In May 1917, a month after the American entry into World War I, Woodward was promoted to lieutenant colonel and assigned to staff duty in the Washington, D.C. office of the Adjutant General of the United States Army. In August 1917, Woodward was promoted to temporary colonel and assigned to the 77th Division at Camp Upton. Later that month, he was assigned to command the 152d Depot Brigade at Camp Upton.

From December 1917 to April 1918, Woodward commanded the 113th Infantry Regiment during its organization and training at Camp McClellan, Alabama. From April to August 1918, he again commanded the 152d Depot Brigade and also commanded Camp Upton. In August 1918, he received temporary promotion to brigadier general.

From August 1918 to February 1919, Woodward commanded the 24th Infantry Brigade at Camp Devens, Massachusetts. The Armistice with Germany on November 11 ended the war before Woodward's brigade departed for overseas duty in France, and he commanded the 151st Depot Brigade at Camp Devens from February to April 1919. In February 1919, he also served as acting commander of the 12th Division, the 24th Brigade's parent formation. In March 1919, he returned to the permanent rank of lieutenant colonel.

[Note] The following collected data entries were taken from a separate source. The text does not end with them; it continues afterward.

PR #46543, opened 2024-07-15
fix(htaccess): Serve images as static assets

susnux:
## Checklist

### DIFF
--- a/.htaccess
+++ b/.htaccess
@@ -40,7 +40,7 @@
   </IfModule>
 
   # Add cache control for static resources
-  <FilesMatch "\.(css|js|mjs|svg|gif|png|jpg|ico|wasm|tflite)$">
+  <FilesMatch "\.(css|js|mjs|svg|gif|png|jpg|webp|ico|wasm|tflite)$">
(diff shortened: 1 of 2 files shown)


susnux:
I hope this fixes the daily instance not serving images correctly (especially `webp`).

SystemKeeper (approved):
Makes sense, but guess needs an htaccess update on daily then.

susnux:
@SystemKeeper yes probably but maybe even some Caddy config update.

ChristophWurst (approved):
Makes sense

ChristophWurst:
https://docs.nextcloud.com/server/latest/admin_manual/installation/nginx.html#nextcloud-in-the-webroot-of-nginx will need an update too and should be noted in https://docs.nextcloud.com/server/latest/admin_manual/release_notes/upgrade_to_30.html

susnux:
But I do not think this is the root cause as locally deployed with Apache it works, only the daily instance with Caddy seems to have problem :(

susnux:
(I mean it is an improvement anyways)

PR #46545, opened 2024-07-15
feat: Add `forbidden_filename_basenames` config option

susnux:
* For #44963 

## Summary
This allows to configure forbidden filenames (the full filename like `.htaccess`) and also forbidden basenames like `com0` where `com0`, `com0.txt` and `com0.tar.gz` will match. We need this as only using basenames was too restrictive and will cause problems on some systems when updating.

## Checklist

### DIFF
--- a/apps/files/lib/Capabilities.php
+++ b/apps/files/lib/Capabilities.php
@@ -20,7 +20,7 @@ class Capabilities implements ICapability {
 	/**
 	 * Return this classes capabilities
 	 *
-	 * @return array{files: array{'$comment': ?string, bigfilechunking: bool, blacklisted_files: array<mixed>, forbidden_filenames: list<string>, forbidden_filename_characters: list<string>, forbidden_filename_extensions: list<string>}}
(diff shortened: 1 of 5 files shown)


solracsf:
`'forbidden_filename_basenames' => ['archive'],`

This will also block `Archive.2024.tar.gz`

If the function remains as-is, where first dot defines the basename, this needs perhaps a better documentation (a warning ⚠️ ) about this behaviour so admin fully understand the risk. _Or a refactor 😄_

susnux:
> This will also block `Archive.2024.tar.gz`

Yes this is exactly what it should do, it is only for filtering basenames. Needed for Windows support as on Windows `com0` and `com0.tar.gz` are both the same invalid filename (see [windows namespaces](https://learn.microsoft.com/en-us/windows/win32/fileio/naming-a-file#win32-file-namespaces)).

skjnldsv (approved):

yemkareems (approved):

PR #520, opened 2018-01-23
Add tests and update travis.yml

MartinSchoeler:


.travis.yml
```diff
@@ -1,28 +1,16 @@
...
-  - CXX=g++-4.8
-addons:
-  apt:
-    sources:
-    - ubuntu-toolchain-r-test
-    packages:
-    - g++-4.8
+language: ruby
+rvm:
+  - 2.2
```
docsncode: We could bump this to 2.4

Gemfile
```diff
@@ -1,8 +1,10 @@
...
 
-gem 'github-pages', group: :jekyll_plugins
+source 'https://rubygems.org'
+gem 'github-pages', '>=104', group: :jekyll_plugins
 
 group :development, :test do
   gem 'rake'
   gem 'anemone'
+  gem "html-proofer"
+  gem 'mdl', '~> 0.4.0'
```
docsncode: Unless you specifically need this version, you can drop the version and the Gemfile.lock will contain a specific version.

docsncode (changes requested):
Left a couple of comments, looks good.

docsncode (approved):

PR #539, opened 2018-02-04
update user registration API call with correct example parameters

jampod-dev:
The example API call implied that the full registration URL should be included in the payload, when in fact only the secret string appended to the URL should be included.


MartinSchoeler:
@graywolf336 could you take a look at this? Thanks

MarcosSpessatto (approved):

PR #546, opened 2018-02-06
Hard code canonical address

docsncode:
Prevent Jekyll and GitHub pages from using rocketchat.github.io domain


docsncode:
Martin's PR already fixed this. No need for the hard coded URL.

PR #558, opened 2018-02-08
fixed doc about query api

### LINKED ISSUE #557: Mistake in "Query, Fields, and Sort Information" API documentation
The description of 

"fields - json object with properties that have either true or false to include them or exclude them" 

in https://rocket.chat/docs/developer-guides/rest-api/query-and-fields-info/ is wrong. The API does not accept true or false. The correct syntax is "0" for false and "1" for true.

Hence the example is wrong as well.

For additional infos please visit https://docs.mongodb.com/manual/tutorial/project-fields-from-query-results/

janrudolph:
fixes #557


MartinSchoeler:
@graywolf336 is this correct?

MartinSchoeler (approved):

PR #559, opened 2018-02-08
doc: Correct the docs for query api

### LINKED ISSUE #557: Mistake in "Query, Fields, and Sort Information" API documentation

lunaticmonk:
Fixes #557


MartinSchoeler:
@sumedh123 Sorry, but this was already fixed on https://github.com/RocketChat/docs/issues/558 but if you still want to contribute you can find a map with all the missing and outdated docs [here](https://github.com/RocketChat/docs/blob/master/contributing/documentation/documentation-map/README.md). Thanks!

PR #573, opened 2018-02-15
Update README.md to fix numbering typo

dfm066:
Fixing the numbering issue


MartinSchoeler (changes requested):
@dfm066 This pattern seems to break markdown lint tests, maybe try to use an unordered list since there is no need to have a numbered list here. Thanks!

PR #577, opened 2018-02-15
Fix front page links

geekgonecrazy:
Closes #576

PR #581, opened 2018-02-16
Fix absolute link to relative

geekgonecrazy:
Using absolute links only works when serving from local.  Production uses /docs/ so links need to be relative.

ref #577


MartinSchoeler (approved):
LGTM

PR #586, opened 2018-02-19
[DOCS] Add Deeplink documentation

### LINKED ISSUE #497: Deep linking format
Referencing: https://github.com/RocketChat/Rocket.Chat.iOS/issues/440

We need to discuss and document our deep linking format so we can be consistent across all platforms.

Also, discuss which parameters to support so we can have nice deep-link features 🙂

rafaelks:
Closes #497

### DIFF
--- a/developer-guides/deeplink/README.md
+++ b/developer-guides/deeplink/README.md
@@ -1,0 +1,43 @@
+# Deeplink
+
+**This feature is only supported in our iOS native app right now.**
+
+## General information
+
+> rocketchat://
+
+## Authentication
+
+### Without token
+
+**Params:**
+
+- host: The host of the server;
+
+**Example:**
+
+> rocketchat://auth?host=foo.bar.com
+
+### With token
+
+**Params:**
+
+- host: The host of the server;
+- token: The token of the user to be authenticated;
+- userId: The id of the user to be authenticated;
+
+**Example:**
+
+> rocketchat://auth?host=foo.bar.com&token=123abc&userId=1234abcd
+
+## Channel / Group / DM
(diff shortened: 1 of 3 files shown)


developer-guides/deeplink/README.md
```diff
@@ -0,0 +1,43 @@
...
+
+> rocketchat://auth?host=foo.bar.com
+
+### With token
+
+**Params:**
+
+- host: The host of the server;
+- token: The token of the user to be authenticated;
+- userId: The id of the user to be authenticated;
```
cardoso: Mark token and userId as optional. If not provided, we connect to the server, but show login form/methods.

MartinSchoeler (changes requested):
Please add this file to the Table of Contents and Documentation Map.

developer-guides/deeplink/README.md
rafaelks: @cardoso I added two options (with token and without token) but let's make only one, simpler :-)

rafaelks:
@MartinSchoeler How do I do that?

MartinSchoeler:
@rafaelks Just add the file to its respective place in this file https://github.com/RocketChat/docs/blob/master/_data/toc.yml and in this one https://github.com/RocketChat/docs/tree/master/contributing/documentation/documentation-map (just add the file, no need for colored text on this one). You can find more info about the docs map and table of contents in this file https://github.com/RocketChat/docs/tree/master/contributing/documentation/contribution-guidelines

MartinSchoeler (approved):
Looks good to me!

PR #613, opened 2018-02-28
GSOC: Remove Draw (iOS), merge Siri & Apple Watch

cardoso:
We already have the draw feature on iOS.

Siri and Apple Watch were supposed to be a single project.


rafaelks (approved):
Perfect @cardoso 👍

PR #618, opened 2018-03-06
Add better GIF system idea

marceloschmidt:


graywolf336:
Honestly, I'm not sure I agree with this as it is duplicate work for the Rocket.Chat Apps. What is planned for the Rocket.Chat Apps is that we develop, externally, the pop-up which displays the options and use an object notation so that something like `{ url, title, description }` is provided and we show a preview image from the url.

MartinSchoeler:
Closing this since the one that had this idea has given up on it

PR #620, opened 2018-03-07
Clarify that a 'login' operation is required before using Subscriptions.

cmullaparthi:
Clarify that a 'login' operation is required before using Subscriptions.


MartinSchoeler (approved):

MartinSchoeler:
Thanks for your contribution!

PR #650, opened 2018-03-27
Remove windows 10 pro installation guide

MartinSchoeler:
Moved to https://forums.rocket.chat/t/windows-10-pro-installation-guide/408


graywolf336:
What would be the chances a temporary redirect can happen or something similar? That way people who rely on/link to this page can be redirected?

PR #1316, opened 2019-05-24
Updating GCP deployment with Mongodb Replica set configurations

sshniro:


Sing-Li (approved):
Awesome.  Thanks for the tested, well written, update!

PR #1318, opened 2019-05-27
Fix stream name in example for stream-notify-room-users

dfaure-kdab:


MartinSchoeler (approved):
Thanks for your contribution!

PR #1325, opened 2019-06-01
New Documentation: Custom Sounds

pradumangoyal:
Document the Custom Sounds feature under the administrator tab

- Add a custom sound
- Using custom sound
- Delete/Edit custom sound

References #555


administrator-guides/custom-sounds/README.md
```diff
@@ -0,0 +1,27 @@
+# Custom Sounds
+
+Rocket.Chat allows you to add cutom sound that can be used as notification sound by other users for different channels.
```
MartinSchoeler: Maybe `custom sound files that can be used as the notification's sounds. Users can customize their notification sound preferences for specific channels`

administrator-guides/custom-sounds/README.md
```diff
@@ -0,0 +1,27 @@
...
+
+You can add your own mp3 files.
```
MartinSchoeler: Maybe `Sound files should be uploaded in the mp3 format`

administrator-guides/custom-sounds/README.md
```diff
@@ -0,0 +1,27 @@
...
+- Go to the Administration tab
+- Select the Custom Sounds
+- Click on the Add symbol (+) in the right side bar
+- Enter a name for the sound
+- Browse and choose a mp3 file
+- Press the SAVE button
+
+## Using custom sound
+
+- To use the added sound as a notification for an channel select `Notifications Preferences` from the `More` section of the channel.
```
MartinSchoeler: Ideally, we should have this part on a dedicated `notifications preferences` article under the user guides and only link to said article. We should not "hide" user guides under an admin article

MartinSchoeler (changes requested):
Looks good, just need some minor adjustments

administrator-guides/custom-sounds/README.md
pradumangoyal: Yes, I thought to provide a link to the `Notification Preferences` here. But I was unable to find any `Notification Preference` article or any suitable heading under which it can come. So should I add `Notification Preference` somewhere and update this PR with the link?

MartinSchoeler (approved):
Looks good now! Thanks for your contribution!

PR #1354, opened 2019-06-26
Update README.md

reetp:
There is a link to a reverse proxy setup, but nothing to a multi proxy example.
This is just band aid. I think all the nginx configs should probably go in one place and then we just refer to 'Nginx' Setups or 'Apache' Setups


MartinSchoeler (approved):

behrouzamiri (commented):
the link in "Here is a link to a [Nginx multi instance reverse proxy example]" part is broken

PR #1357, opened 2019-07-04
Update installation manual

makhoff:
Added lines about installation to /usr/bin directory instead of /usr/local/bin.
The command "docker-compose --version" retrieves an error when installation is placed to /usr/local/bin


frdmn:
@makhoff Thanks for reporting this. Can you tell me which distribution you use? Is that a minimal one by chance? Usually `/usr/local/bin/` is part of the `$PATH` variable so placing the binary in there, should work fine for most distros.

I think we should stick to the regular location but add a separate note for people who only have `/usr/bin/` in their `$PATH`, just [like in the official Docker docs as well](https://docs.docker.com/compose/install/#install-compose-on-linux-systems).

frdmn:
Added a reference here: https://docs.rocket.chat/installation/docker-containers#3-installing-docker-and-docker-compose

PR #1361, opened 2019-07-11
Update README.md

marco-aa:
as discussed in the support channel - result from my question - nice help - thanks


marco-aa:
found a mistake - forgotten link - will make new PR

PR #1372, opened 2019-08-03
changed to correct header setting

idarlund:
HTTP header settings are wrong.

It should be ```X-Forwarded-For``` and not ```X-Forward-For```. Have look at https://en.wikipedia.org/wiki/X-Forwarded-For.

Updated the documentation accordingly.


MartinSchoeler (approved):
Looks good to me

PR #1374, opened 2019-08-05
Update docker-compose file example in README.md

cb3inco:
The docker-compose example had rocket.chat:latest for the rocket.chat image, however, a more accurate one is: rocketchat/rocket.chat:latest which points to the correct docker hub image path.


johncrisp:
Hi, 

Is it possible to comment/add a warning to the file to suggest that :latest may cause issues, or that setting a fixed version is a better practice?

We have had a number of incidents where an older version has been tagged as latest which has caused issues for users.

PR #1388, opened 2019-08-16
Manage user with only the first name filled.

dungtri:
Hello,

I found many users in telegram which has only fill the first name as minimal info.
In that case 'undefined' word are displayed in rocket chat user/channel.

> Dung Tri Undefined say.. blablabla

I propose a fix for that.

A pleasure to contribute to this very great project !

Dung Tri.


MartinSchoeler (approved):
Thanks for your contribution!

PR #1393, opened 2019-08-20
Fix path

hever:


geekgonecrazy:
@LuluGO I think you are on debian.   Can you confirm this is right?

hever:
Few line before is

> `cat << EOF |sudo tee -a /lib/systemd/system/rocketchat.service`

and then

> Open the Rocket.Chat service file just created (`/usr/lib/systemd/system/rocketchat.service`)

Faria1212 (approved):

Faria1212 (approved):

geekgonecrazy (approved):

geekgonecrazy:
Looks like some how this change was made outside of this PR.  :(

PR #632, opened 2026-08-03
fix: handle audit polling timeout state

### LINKED ISSUE #612: Site Audit: detail page hangs on the spinner forever when polling times out — no retry, actions hidden
### Problem

The audit detail page polls `getAudit` every 3s with a 120-second deadline. If the audit is still `running` when the deadline expires, the loop exits silently: `audit.status` stays `'running'`, the page keeps showing the spinner card ("~30s") indefinitely, and — because the header's re-run and delete buttons are hidden precisely while `status === 'running'` — the user has no affordance left except a manual browser reload. The stage label also freezes on the last stage after ~16s, reinforcing the "stuck" impression.

### Evidence

- Deadline exits with no state change: [`audit/[id]/page.tsx#L47-L56`](https://github.com/ansvisor/ansvisor/blob/main/web/src/app/%5Blocale%5D/%28dashboard%29/dashboard/audit/%5Bid%5D/page.tsx#L47-L56)
- Actions hidden while running: [`#L111`](https://github.com/ansvisor/ansvisor/blob/main/web/src/app/%5Blocale%5D/%28dashboard%29/dashboard/audit/%5Bid%5D/page.tsx#L111) — `{audit && audit.status !== 'running' && (`
- The spinner branch with the hardcoded `~30s`: [`#L152-L163`](https://github.com/ansvisor/ansvisor/blob/main/web/src/app/%5Blocale%5D/%28dashboard%29/dashboard/audit/%5Bid%5D/page.tsx#L152-L163)
- Stage label caps at 2: [`#L76-L80`](https://github.com/ansvisor/ansvisor/blob/main/web/src/app/%5Blocale%5D/%28dashboard%29/dashboard/audit/%5Bid%5D/page.tsx#L76-L80)

### Suggested fix

Track a `timedOut` flag when the deadline expires while still running. Render a distinct card ("This audit is taking longer than expected") with a **"Check again"** button that restarts the poll loop, and stop hiding the delete action in that state so the user can clean up a genuinely stuck audit. Add the new strings to the `audit` namespace in `messages/en.json`.

### Acceptance criteria

- After the polling deadline, the user sees an explicit "taking longer than expected" state with a working "Check again" action — never an endless spinner.
- The audit becomes viewable if a later check finds it completed.

BharadwajKanneveti:
## Summary

Fix audit detail page polling timeout handling. Previously, when an audit remained in `running` state after the 120-second polling deadline, the page would silently stop polling and keep showing an infinite spinner with no available actions.

This change:
- Tracks a `timedOut` state when polling reaches the deadline while the audit is still running.
- Shows a dedicated "taking longer than expected" state instead of an endless spinner.
- Adds a "Check again" action to restart polling.
- Restores header actions (re-run/delete) when an audit times out.
- Adds translations for the new timeout state messages.

## Related issue

Closes #612 

## Type of change

- [ ] `feat` — New feature
- [x] `fix` — Bug fix

## Checklist

### DIFF
--- a/web/messages/en.json
+++ b/web/messages/en.json
@@ -73,6 +73,8 @@
     "noBrand": "Select a brand first.",
     "urlRequired": "Enter a URL to audit.",
     "failed": "Audit failed. Please try again.",
+    "takingLongerThanExpected": "This audit is taking longer than expected.",
+    "checkAgain": "Check again",
     "grade": {
       "good": "Good",
       "needsWork": "Needs work",
--- a/web/src/app/[locale]/(dashboard)/dashboard/audit/[id]/page.tsx
+++ b/web/src/app/[locale]/(dashboard)/dashboard/audit/[id]/page.tsx
@@ -32,46 +32,47 @@ export default function AuditDetailPage() {
   const [loading, setLoading] = useState(true);
   const [stage, setStage] = useState(0);
   const [timedOut, setTimedOut] = useState(false);
-  const cancelledRef = useRef(false);
+  const genRef = useRef(0);
   const timerRef = useRef<ReturnType<typeof setTimeout> | null>(null);
 
   const loadAndPoll = useCallback(async () => {
+    const gen = ++genRef.current;
+    const cancelled = () => genRef.current !== gen;
     try {
-      cancelledRef.current = false;
       setTimedOut(false);
 
       let result = await getAudit(id);
 
-      if (cancelledRef.current) return;
+      if (cancelled()) return;
 
       setAudit(result);
       setLoading(false);
 
       const deadline = Date.now() + 120_000;
 
-      while (!cancelledRef.current && result.status === 'running' && Date.now() < deadline) {
+      while (!cancelled() && result.status === 'running' && Date.now() < deadline) {
         await new Promise((resolve) => {
           timerRef.current = setTimeout(resolve, 3000);
         });
 
-        if (cancelledRef.current) return;
+        if (cancelled()) return;
 
         result = await getAudit(id);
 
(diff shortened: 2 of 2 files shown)


gkhngyk (changes requested):
The timeout handling itself is right — the dedicated state, Check again with a fresh deadline, and unhiding the header actions all match #612. One correctness issue in the refactor before merge:

The original effect used a per-invocation `let cancelled`; this PR switches to a shared `cancelledRef` that `loadAndPoll` resets to `false` on every call. That opens a race when `id` changes without an unmount (navigating /audit/A → /audit/B re-renders with new params):

1. A's loop is asleep in its 3s timeout; cleanup sets `cancelledRef = true`.
2. The new effect immediately calls `loadAndPoll`, which resets `cancelledRef = false`.
3. A's loop wakes, sees `false`, and keeps polling the old id — `setAudit` then writes A's results onto B's page.

Suggested fix — a generation counter instead of a shared boolean:

```ts
const genRef = useRef(0);

const loadAndPoll = useCallback(async () => {
  const gen = ++genRef.current;          // this call's token
  const cancelled = () => genRef.current !== gen;
  // ... use cancelled() everywhere cancelledRef.current is checked
}, [id, tFailed]);

// cleanup: genRef.current++; clearTimeout(...)
```

Each call owns its token, so starting a new poll (Check again or an id change) automatically invalidates every older loop with no shared flag to reset. Happy to re-review once that's in.

gkhngyk (approved):
The generation-counter fix is exactly right — cleanup only ever advances the counter, so stale loops can never resurrect. Thanks for the quick turnaround!

PR #640, opened 2026-08-04
fix(server): generate content opportunities and briefs in the brand's…

### LINKED ISSUE #638: Content Opportunities and briefs are always generated in English regardless of the brand's language
### Problem

Content Opportunities and their briefs are always generated in English, even for brands whose language is not English (e.g. a Turkish-market brand with `language: tr` gets English titles, descriptions, and briefs).

The cause is that neither generation path ever tells the model the brand's language:

1. **Opportunity generation** — the brand query selects only `id, name, description, industry`; the `brands.language` / `brands.region` columns (which exist and are used by volume analysis) are never read. The system prompt contains no output-language instruction, so the model answers in the instruction's language: English.
2. **Brief generation** — same gap: the brand select has no `language`, and the brief system prompt has no language rule. So even a manually translated opportunity would still get an English brief.

`grep -c language server/src/routes/content.js` returns 0 — the language is never forwarded anywhere in the content pipeline.

### Evidence

- Opportunity brand select (no `language`): [`opportunity-generator.js#L65-L69`](https://github.com/ansvisor/ansvisor/blob/main/server/src/lib/opportunity-generator.js#L65-L69)
- English-only system prompt, no output-language rule: [`opportunity-generator.js#L35-L42`](https://github.com/ansvisor/ansvisor/blob/main/server/src/lib/opportunity-generator.js#L35-L42)
- User prompt without language: [`opportunity-generator.js#L156-L164`](https://github.com/ansvisor/ansvisor/blob/main/server/src/lib/opportunity-generator.js#L156-L164)
- Brief brand select (no `language`): [`content.js#L602-L606`](https://github.com/ansvisor/ansvisor/blob/main/server/src/routes/content.js#L602-L606)
- Brief system prompt, no language rule: [`content.js#L555`](https://github.com/ansvisor/ansvisor/blob/main/server/src/routes/content.js#L555)
- The columns exist with defaults `region: 'US'`, `language: 'en'` — see `brands` in [`supabase/schema.sql`](https://github.com/ansvisor/ansvisor/blob/main/supabase/schema.sql)

### Suggested fix

Symmetric ~10-line changes in the two files:

1. Add `language` to both brand selects.
2. Append an explicit instruction to both user prompts (or system prompts), e.g.:
   `Output language: ${brand.language || 'en'} — write every title, description, and brief field in this language. Keep proper nouns and metric names as-is.`

No migration and no re-analysis needed — the next generation cycle picks up the language. Existing English rows stay untouched.

### Acceptance criteria

- A brand with `language: tr` gets Turkish opportunity titles/descriptions and Turkish briefs on the next generation.
- Brands with `language: en` (the default) see no change.
- Proper nouns (brand/competitor names) are not translated.

d180:
## Summary

- Content Opportunities and their AI-generated briefs were always produced in English, even for brands with a non-English `brands.language` (e.g. `tr`), because neither generation path read the `language` column or told the model what language to write in.
- Add `language` to the brand `.select(...)` in both `server/src/lib/opportunity-generator.js` (opportunity generation) and `server/src/routes/content.js` (brief generation).
- Pass `getLanguageName(brand.language)` into each prompt with an `IMPORTANT: Write ... in ${langName}.` instruction — matching the same convention already used in `content-worker.js`, `topics.js`, `competitors.js`, and `prompts.js`.
- No migration or re-analysis needed: `language` already defaults to `'en'` on `brands`, so English brands see no behavior change; the fix applies on the next generation cycle.

## Related issue

Closes #638

## Type of change

- [x] `fix` — Bug fix

## Checklist

- [x] `npm run lint` passes (run from `server/`; this PR only touches `server/`, no `web/` changes)
- [x] `npm run format:check` passes (run from `server/`)
- [x] `npm run test` passes (run from `server/`, 147/147 tests)

### DIFF
--- a/server/src/lib/opportunity-generator.js
+++ b/server/src/lib/opportunity-generator.js
@@ -6,6 +6,7 @@
 import { generateObject } from 'ai';
 import { z } from 'zod';
 import { resolveModel } from './ai-provider.js';
+import { getLanguageName } from './languages.js';
 import supabaseAdmin from '../config/supabase.js';
 import { logger } from './logger.js';
 
@@ -64,10 +65,12 @@ export async function generateContentOpportunities(brandId) {
 
   const { data: brand } = await supabaseAdmin
     .from('brands')
-    .select('id, name, description, industry')
+    .select('id, name, description, industry, language')
     .eq('id', brandId)
     .single();
   if (!brand) return;
+
+  const langName = getLanguageName(brand.language);
 
   const { data: domains } = await supabaseAdmin
     .from('brand_domains')
@@ -161,7 +164,9 @@ Competitors: ${(compRes.data || []).map((c) => c.name).join(', ') || 'None'}
 Prompt Data:
 ${scored.map((p, i) => `[${i}] "${p.text}" | Intent: ${p.intent} | AI Vol: ${p.estAiVolume}/mo | Vis: ${p.avgVisibility}% | Gap: ${p.competitorGap}%`).join('\n')}
 
-Generate actionable content opportunities.`;
+Generate actionable content opportunities.
+
+IMPORTANT: Write every opportunity title and description in ${langName}.`;
 
   const { object } = await generateObject({
     model: resolveModel(),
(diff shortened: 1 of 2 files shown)


gkhngyk (approved):
Exactly the fix from the issue, and good call reusing the existing languages.js map. One optional follow-up: the issue's acceptance notes say proper nouns (brand/competitor names) shouldn't be translated — appending "keep proper nouns and metric names as-is" to the language instruction would pin that down. Fine as-is. Thanks!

Woodward served with the 42nd Infantry Regiment at Camp Upton from May to August 1919. He was a student at the United States Army Command and General Staff College from August 1919 until graduating in June 1920. In July 1920, he was promoted to permanent colonel. From August 1920 to June 1921, he was a student at the United States Army War College. He attended the Institute of Politics at Williams College in 1923 and 1924. After graduating, he served on the War Department General Staff until June 1925.

In June 1925, Woodward was assigned as adjutant of the First Corps Area in Boston. In August 1929, he was posted to duty as adjutant of the Second Corps Area at Governors Island, New York. He retired in May 1934 after reaching the mandatory retirement age of 64. In 1930, Congress enacted a law permitting World War I general officers to retire at the highest rank they held, so when Woodward retired he was promoted to brigadier general on the retired list.

==Retirement and death==
In retirement, Woodward was a resident of Washington, D.C. and maintained a summer home in Mendon, Vermont. He died in Mendon on August 4, 1944. Woodward was buried at West Point Cemetery.

==Family==
In 1896, Woodward married Frances Hoven Judge (1873–1952). They were the parents of five children: Mary, Nancy, John, Thomas, and Edwin.